■ Assigned task ■
Reproduce only the top of the records, down to and including the line containing "3. Leave as many comments as you like.".

■ Records ■

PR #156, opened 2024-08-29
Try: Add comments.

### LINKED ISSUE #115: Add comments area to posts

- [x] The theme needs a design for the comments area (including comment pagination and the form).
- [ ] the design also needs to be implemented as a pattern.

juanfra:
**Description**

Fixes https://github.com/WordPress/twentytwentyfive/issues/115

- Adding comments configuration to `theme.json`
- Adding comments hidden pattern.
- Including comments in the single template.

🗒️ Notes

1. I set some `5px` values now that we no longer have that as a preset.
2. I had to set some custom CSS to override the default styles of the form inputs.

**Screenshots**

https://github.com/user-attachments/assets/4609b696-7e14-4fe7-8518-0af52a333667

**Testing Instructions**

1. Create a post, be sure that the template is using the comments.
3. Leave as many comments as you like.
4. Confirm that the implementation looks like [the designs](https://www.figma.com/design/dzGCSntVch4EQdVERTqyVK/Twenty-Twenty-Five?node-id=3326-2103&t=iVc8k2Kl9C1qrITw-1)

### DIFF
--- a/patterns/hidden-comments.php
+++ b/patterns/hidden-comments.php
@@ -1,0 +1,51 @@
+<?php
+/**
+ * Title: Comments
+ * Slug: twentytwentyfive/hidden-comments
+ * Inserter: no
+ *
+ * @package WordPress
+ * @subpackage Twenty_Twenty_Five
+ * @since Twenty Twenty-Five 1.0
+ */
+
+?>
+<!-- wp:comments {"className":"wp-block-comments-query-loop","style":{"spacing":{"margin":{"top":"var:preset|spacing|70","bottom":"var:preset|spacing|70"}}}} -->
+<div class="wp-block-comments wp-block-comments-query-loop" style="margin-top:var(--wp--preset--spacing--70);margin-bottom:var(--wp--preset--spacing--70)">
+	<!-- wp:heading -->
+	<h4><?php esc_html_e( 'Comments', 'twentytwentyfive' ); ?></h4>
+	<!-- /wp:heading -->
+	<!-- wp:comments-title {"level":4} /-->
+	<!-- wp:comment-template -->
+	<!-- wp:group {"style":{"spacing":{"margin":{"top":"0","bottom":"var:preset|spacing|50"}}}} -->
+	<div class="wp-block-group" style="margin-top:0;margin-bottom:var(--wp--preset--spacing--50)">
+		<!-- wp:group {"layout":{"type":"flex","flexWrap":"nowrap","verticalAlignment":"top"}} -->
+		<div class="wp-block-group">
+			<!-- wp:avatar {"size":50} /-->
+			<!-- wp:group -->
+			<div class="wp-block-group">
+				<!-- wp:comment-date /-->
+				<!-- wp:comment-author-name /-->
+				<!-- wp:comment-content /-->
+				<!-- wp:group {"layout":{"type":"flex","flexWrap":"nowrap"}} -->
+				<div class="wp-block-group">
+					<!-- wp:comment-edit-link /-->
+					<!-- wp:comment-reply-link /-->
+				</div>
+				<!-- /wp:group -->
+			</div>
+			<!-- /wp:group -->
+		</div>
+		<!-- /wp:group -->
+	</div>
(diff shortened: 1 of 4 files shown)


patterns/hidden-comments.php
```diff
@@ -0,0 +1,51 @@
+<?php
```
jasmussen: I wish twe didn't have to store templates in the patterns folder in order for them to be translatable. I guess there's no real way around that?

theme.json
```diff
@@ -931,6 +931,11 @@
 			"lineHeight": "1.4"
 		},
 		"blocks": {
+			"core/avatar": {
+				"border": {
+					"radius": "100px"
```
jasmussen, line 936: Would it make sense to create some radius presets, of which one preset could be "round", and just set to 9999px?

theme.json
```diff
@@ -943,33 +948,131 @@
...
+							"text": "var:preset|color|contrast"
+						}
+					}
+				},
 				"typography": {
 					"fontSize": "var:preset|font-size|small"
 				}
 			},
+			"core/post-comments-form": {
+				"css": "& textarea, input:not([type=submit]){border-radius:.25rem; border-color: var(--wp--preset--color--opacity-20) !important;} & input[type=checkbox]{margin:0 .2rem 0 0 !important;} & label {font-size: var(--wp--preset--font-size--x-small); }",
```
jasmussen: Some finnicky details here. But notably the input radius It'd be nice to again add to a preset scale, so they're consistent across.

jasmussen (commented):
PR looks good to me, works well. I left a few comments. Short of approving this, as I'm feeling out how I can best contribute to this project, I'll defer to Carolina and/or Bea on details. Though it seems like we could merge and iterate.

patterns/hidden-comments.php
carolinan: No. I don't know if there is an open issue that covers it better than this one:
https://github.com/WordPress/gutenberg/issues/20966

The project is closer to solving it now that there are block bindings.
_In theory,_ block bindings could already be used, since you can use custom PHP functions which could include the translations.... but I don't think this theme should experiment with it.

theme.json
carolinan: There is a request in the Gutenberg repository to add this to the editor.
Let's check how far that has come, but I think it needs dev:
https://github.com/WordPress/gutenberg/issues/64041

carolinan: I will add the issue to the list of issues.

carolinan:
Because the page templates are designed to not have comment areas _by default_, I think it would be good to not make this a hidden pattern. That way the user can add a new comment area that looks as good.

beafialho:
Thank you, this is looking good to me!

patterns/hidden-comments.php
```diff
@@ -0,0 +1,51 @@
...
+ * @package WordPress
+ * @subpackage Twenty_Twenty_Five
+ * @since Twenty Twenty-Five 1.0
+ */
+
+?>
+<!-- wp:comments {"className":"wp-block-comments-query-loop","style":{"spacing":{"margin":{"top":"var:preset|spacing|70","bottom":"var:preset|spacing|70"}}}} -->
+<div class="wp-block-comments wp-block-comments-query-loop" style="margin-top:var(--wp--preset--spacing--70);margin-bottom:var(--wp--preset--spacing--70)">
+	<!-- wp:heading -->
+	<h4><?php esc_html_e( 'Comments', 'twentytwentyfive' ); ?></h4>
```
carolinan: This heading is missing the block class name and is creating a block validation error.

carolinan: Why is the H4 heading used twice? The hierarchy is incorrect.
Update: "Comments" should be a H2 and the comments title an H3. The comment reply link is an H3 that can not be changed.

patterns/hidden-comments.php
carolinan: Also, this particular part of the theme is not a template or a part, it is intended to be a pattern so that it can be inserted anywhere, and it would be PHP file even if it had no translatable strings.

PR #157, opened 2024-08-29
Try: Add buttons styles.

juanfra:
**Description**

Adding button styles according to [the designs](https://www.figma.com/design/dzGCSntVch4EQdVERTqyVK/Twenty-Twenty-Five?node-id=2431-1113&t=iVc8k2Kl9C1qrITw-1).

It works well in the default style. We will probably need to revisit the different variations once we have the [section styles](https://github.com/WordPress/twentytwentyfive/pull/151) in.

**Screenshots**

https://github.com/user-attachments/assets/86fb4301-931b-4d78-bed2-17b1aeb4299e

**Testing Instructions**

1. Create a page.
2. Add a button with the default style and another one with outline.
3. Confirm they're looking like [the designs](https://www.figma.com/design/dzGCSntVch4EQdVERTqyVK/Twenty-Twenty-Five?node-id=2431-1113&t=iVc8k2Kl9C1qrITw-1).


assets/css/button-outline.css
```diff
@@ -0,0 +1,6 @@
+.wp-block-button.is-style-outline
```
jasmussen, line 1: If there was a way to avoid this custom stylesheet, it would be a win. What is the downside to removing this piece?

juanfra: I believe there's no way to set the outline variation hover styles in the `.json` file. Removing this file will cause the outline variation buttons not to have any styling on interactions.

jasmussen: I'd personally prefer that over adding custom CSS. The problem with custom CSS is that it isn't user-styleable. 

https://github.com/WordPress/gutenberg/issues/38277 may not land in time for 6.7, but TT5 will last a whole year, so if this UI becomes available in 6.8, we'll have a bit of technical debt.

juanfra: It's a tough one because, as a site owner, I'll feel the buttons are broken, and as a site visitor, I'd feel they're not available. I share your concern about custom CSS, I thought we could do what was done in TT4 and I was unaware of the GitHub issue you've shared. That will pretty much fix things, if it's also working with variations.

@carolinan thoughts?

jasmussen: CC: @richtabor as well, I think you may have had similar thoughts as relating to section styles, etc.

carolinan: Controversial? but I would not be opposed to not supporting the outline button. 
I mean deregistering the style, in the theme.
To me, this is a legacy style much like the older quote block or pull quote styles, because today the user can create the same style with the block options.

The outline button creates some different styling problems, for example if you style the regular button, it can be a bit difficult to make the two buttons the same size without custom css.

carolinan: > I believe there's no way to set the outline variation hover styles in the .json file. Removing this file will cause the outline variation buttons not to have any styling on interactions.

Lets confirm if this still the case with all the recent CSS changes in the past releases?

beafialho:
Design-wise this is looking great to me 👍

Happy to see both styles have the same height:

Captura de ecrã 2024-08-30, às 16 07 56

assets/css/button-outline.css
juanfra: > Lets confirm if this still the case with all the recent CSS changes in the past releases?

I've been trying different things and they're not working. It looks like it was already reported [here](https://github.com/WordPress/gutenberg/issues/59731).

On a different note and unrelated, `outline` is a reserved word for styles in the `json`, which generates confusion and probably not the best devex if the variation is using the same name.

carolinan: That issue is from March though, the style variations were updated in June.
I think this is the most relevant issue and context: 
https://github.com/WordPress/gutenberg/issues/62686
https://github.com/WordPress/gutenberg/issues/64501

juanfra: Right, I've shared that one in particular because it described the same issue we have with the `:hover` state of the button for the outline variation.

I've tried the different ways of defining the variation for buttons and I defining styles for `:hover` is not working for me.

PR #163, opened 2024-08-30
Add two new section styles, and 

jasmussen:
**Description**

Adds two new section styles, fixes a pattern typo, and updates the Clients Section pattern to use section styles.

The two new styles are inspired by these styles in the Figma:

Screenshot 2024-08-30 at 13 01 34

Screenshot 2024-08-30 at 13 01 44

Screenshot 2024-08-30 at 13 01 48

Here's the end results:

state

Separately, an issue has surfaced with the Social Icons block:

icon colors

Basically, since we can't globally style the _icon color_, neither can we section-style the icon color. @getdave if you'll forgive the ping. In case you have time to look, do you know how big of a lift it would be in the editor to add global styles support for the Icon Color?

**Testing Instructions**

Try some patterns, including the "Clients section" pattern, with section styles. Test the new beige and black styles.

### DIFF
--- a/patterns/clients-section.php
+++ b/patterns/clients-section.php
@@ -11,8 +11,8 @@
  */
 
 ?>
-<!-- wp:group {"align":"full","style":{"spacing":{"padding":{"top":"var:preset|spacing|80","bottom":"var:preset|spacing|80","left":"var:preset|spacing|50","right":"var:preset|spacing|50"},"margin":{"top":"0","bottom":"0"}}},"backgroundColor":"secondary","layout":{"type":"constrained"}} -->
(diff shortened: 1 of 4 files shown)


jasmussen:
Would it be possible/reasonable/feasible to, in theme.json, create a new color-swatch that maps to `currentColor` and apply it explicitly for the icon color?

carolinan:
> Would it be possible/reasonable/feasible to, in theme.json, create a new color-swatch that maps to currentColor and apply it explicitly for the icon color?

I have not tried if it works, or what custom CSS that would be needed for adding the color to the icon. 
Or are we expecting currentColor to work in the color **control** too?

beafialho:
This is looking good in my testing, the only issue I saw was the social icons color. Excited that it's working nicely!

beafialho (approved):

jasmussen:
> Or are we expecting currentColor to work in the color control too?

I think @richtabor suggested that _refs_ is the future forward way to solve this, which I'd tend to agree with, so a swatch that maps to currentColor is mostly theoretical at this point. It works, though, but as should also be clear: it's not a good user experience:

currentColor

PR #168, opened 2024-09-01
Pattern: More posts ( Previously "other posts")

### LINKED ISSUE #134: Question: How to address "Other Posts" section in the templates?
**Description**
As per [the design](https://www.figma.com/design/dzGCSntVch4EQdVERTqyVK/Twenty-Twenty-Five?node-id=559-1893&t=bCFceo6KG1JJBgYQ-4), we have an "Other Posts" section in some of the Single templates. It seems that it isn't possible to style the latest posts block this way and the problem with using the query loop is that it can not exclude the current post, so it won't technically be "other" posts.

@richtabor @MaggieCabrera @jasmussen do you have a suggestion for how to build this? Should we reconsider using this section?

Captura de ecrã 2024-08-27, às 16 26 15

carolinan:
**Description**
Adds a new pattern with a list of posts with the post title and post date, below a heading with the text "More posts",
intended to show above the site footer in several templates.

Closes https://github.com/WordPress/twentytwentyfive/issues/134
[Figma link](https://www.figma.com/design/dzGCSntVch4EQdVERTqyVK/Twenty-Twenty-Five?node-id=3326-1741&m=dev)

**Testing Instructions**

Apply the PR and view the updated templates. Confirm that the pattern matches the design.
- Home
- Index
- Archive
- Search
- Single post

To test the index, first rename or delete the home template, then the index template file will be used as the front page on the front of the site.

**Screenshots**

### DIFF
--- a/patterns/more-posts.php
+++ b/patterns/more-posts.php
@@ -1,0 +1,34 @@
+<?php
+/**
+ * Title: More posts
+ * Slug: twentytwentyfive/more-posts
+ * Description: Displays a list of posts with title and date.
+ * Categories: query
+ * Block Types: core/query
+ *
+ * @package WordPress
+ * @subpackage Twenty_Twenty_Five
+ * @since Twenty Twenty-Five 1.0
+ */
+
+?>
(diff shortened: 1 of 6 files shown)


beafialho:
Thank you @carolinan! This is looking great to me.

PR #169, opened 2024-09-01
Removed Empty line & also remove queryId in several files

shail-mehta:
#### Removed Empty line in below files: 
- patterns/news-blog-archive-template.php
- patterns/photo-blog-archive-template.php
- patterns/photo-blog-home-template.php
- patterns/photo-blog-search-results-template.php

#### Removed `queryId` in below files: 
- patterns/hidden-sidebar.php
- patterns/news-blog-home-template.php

■ Problem solution ■
PR #156, opened 2024-08-29
Try: Add comments.

### LINKED ISSUE #115: Add comments area to posts

- [x] The theme needs a design for the comments area (including comment pagination and the form).
- [ ] the design also needs to be implemented as a pattern.

juanfra:
**Description**

Fixes https://github.com/WordPress/twentytwentyfive/issues/115

- Adding comments configuration to `theme.json`
- Adding comments hidden pattern.
- Including comments in the single template.

🗒️ Notes

1. I set some `5px` values now that we no longer have that as a preset.
2. I had to set some custom CSS to override the default styles of the form inputs.

**Screenshots**

https://github.com/user-attachments/assets/4609b696-7e14-4fe7-8518-0af52a333667

**Testing Instructions**

1. Create a post, be sure that the template is using the comments.
3. Leave as many comments as you like.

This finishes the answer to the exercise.